====== INPUT FOR THIS TASK ======

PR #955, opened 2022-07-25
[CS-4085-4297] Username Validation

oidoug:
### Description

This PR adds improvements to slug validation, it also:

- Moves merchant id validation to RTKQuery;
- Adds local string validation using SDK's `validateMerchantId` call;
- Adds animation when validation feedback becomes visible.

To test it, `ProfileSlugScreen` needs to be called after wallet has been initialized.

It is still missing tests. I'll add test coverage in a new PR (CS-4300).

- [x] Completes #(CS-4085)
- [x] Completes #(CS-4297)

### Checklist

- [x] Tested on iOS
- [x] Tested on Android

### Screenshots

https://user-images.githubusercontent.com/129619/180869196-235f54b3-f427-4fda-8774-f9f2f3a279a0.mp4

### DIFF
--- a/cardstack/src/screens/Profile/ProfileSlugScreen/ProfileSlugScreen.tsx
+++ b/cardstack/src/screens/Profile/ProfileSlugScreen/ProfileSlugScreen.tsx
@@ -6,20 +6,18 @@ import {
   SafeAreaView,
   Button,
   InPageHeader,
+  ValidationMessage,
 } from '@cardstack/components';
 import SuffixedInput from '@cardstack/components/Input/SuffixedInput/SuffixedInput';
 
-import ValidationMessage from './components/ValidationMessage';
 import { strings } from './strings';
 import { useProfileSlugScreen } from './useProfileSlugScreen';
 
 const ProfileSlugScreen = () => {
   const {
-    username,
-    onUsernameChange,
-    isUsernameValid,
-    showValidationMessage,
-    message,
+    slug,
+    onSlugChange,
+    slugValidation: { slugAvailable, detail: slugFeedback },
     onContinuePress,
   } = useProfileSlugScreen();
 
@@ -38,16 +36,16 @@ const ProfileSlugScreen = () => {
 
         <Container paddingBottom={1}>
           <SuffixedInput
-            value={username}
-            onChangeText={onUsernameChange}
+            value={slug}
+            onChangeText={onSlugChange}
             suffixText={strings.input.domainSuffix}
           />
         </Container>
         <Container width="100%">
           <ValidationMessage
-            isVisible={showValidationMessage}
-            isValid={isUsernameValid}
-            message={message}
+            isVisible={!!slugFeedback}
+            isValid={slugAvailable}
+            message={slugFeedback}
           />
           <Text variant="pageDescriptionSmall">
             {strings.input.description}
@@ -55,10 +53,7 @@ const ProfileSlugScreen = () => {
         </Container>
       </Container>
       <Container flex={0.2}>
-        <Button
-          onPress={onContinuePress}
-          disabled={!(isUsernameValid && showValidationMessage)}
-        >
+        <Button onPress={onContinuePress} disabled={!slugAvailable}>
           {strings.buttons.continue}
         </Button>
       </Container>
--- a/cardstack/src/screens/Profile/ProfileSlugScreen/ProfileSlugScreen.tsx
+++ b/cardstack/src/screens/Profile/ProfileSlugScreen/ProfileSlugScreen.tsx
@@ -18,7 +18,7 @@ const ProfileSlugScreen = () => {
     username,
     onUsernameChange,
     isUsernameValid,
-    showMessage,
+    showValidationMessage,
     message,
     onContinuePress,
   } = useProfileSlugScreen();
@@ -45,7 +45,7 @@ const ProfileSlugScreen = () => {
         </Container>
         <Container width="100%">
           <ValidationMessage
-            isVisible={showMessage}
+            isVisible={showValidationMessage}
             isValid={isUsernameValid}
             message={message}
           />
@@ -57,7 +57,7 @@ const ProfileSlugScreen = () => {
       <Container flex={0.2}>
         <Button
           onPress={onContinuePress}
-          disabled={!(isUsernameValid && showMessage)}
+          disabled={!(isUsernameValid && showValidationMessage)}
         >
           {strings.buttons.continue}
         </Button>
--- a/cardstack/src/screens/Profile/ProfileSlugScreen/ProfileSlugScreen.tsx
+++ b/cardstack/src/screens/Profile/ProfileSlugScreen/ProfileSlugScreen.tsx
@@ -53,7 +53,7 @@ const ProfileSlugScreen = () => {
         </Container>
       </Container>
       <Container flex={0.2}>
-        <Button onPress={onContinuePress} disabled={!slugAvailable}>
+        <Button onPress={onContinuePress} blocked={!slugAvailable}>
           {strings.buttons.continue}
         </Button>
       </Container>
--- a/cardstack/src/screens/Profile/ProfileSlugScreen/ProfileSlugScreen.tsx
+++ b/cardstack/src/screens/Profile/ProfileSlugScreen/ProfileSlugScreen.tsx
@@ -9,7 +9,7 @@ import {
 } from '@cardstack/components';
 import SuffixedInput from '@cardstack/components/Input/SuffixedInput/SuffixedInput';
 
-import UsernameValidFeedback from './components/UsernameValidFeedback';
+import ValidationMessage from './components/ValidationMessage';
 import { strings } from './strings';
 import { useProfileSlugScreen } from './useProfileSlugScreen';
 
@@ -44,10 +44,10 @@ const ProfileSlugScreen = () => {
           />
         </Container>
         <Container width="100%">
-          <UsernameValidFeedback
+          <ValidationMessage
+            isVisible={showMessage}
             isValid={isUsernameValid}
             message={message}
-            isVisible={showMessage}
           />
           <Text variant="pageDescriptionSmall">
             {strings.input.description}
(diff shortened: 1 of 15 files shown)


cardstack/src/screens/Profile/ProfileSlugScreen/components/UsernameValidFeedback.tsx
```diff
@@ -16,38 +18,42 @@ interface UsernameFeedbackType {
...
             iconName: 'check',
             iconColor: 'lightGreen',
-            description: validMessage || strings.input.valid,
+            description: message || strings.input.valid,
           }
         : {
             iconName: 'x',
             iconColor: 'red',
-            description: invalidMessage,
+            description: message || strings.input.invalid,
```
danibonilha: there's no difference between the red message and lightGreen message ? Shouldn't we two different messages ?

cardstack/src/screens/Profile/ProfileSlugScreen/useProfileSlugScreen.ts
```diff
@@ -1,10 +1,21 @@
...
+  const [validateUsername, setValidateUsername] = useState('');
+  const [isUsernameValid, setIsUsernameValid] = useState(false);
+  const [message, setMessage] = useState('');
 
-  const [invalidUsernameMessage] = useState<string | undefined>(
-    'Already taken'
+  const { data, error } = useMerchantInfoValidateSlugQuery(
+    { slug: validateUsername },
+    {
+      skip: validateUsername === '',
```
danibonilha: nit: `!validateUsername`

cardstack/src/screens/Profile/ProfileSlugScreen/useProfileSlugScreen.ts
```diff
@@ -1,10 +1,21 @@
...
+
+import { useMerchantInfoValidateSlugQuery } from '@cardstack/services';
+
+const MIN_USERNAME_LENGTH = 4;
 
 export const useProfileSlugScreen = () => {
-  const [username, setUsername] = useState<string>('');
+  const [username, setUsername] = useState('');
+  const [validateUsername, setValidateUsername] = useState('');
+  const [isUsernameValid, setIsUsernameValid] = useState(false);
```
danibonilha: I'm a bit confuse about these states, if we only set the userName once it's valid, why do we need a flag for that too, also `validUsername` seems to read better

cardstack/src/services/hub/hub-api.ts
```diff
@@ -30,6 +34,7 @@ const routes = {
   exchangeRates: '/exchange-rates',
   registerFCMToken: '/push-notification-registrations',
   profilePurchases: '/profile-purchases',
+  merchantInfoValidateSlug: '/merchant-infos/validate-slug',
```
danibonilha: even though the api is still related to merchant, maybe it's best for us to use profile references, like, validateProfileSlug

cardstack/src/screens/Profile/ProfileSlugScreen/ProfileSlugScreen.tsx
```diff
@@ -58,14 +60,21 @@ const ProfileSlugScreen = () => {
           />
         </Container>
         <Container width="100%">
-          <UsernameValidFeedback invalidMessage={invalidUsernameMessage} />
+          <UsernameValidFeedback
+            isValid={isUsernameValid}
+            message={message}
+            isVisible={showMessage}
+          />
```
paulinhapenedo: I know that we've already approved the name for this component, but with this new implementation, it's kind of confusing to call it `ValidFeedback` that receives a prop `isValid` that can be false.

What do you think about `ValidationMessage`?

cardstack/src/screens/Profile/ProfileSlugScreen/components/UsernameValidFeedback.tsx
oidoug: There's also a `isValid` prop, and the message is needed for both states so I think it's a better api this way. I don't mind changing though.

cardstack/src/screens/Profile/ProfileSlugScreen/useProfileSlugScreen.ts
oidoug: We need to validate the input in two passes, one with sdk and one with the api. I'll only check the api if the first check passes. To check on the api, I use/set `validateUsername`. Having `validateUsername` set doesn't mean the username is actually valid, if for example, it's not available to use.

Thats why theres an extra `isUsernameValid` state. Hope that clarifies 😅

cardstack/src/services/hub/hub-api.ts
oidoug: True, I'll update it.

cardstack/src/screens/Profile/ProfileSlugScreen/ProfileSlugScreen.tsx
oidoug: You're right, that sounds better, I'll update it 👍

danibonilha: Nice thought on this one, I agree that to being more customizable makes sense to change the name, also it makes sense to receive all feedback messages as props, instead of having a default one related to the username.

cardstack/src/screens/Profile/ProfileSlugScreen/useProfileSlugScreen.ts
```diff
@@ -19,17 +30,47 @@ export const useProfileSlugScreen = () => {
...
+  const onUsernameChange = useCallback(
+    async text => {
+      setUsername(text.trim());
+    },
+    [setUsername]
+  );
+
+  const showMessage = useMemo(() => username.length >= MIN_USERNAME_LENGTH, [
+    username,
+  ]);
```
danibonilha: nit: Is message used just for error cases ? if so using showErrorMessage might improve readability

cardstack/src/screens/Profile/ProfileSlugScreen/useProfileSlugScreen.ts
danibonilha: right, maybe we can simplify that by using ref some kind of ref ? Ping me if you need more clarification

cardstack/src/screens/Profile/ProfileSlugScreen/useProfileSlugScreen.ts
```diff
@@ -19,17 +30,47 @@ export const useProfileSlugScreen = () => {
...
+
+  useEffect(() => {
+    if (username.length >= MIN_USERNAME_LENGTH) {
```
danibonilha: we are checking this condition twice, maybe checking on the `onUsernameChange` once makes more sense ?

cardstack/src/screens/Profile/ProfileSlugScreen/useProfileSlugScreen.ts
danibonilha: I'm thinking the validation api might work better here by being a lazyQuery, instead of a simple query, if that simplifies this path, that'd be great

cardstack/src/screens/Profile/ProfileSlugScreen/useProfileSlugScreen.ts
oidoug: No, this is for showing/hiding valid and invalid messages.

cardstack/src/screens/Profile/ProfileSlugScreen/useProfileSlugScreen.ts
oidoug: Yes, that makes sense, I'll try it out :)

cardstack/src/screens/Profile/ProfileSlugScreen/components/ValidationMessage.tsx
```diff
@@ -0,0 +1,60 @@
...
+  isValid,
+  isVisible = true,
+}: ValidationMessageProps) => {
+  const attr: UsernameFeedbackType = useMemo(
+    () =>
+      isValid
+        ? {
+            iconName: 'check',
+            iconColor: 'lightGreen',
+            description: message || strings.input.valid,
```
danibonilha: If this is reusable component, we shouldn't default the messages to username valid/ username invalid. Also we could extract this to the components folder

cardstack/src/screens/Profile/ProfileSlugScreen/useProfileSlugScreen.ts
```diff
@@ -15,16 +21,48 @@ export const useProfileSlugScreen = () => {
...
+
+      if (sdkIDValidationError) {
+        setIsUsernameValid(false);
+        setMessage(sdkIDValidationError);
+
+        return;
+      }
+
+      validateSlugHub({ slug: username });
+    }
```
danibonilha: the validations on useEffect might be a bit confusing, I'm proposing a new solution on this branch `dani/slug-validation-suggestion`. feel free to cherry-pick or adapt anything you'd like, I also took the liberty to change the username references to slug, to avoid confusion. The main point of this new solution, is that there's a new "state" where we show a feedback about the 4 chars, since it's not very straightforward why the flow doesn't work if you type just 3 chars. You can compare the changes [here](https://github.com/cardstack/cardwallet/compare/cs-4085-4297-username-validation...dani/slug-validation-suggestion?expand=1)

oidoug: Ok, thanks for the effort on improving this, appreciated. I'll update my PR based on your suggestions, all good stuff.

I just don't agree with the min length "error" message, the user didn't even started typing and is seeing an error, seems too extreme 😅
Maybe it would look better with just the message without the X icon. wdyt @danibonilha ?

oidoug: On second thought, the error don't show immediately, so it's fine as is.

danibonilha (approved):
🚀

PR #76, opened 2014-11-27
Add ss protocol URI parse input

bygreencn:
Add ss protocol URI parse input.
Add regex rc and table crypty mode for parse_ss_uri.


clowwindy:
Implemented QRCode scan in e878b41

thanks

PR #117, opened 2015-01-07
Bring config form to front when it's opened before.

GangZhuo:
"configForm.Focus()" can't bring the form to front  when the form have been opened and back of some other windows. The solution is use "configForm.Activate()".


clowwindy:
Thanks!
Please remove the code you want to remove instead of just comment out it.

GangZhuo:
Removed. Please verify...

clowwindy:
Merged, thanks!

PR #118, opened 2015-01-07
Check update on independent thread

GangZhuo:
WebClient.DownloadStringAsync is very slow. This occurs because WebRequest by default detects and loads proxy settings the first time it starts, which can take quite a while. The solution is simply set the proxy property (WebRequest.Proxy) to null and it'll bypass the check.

======

WORK REQUIRED:
Return all lines in the data that include the word "sdkIDValidationError".

WRITTEN ANSWER:
+      if (sdkIDValidationError) {
+        setMessage(sdkIDValidationError);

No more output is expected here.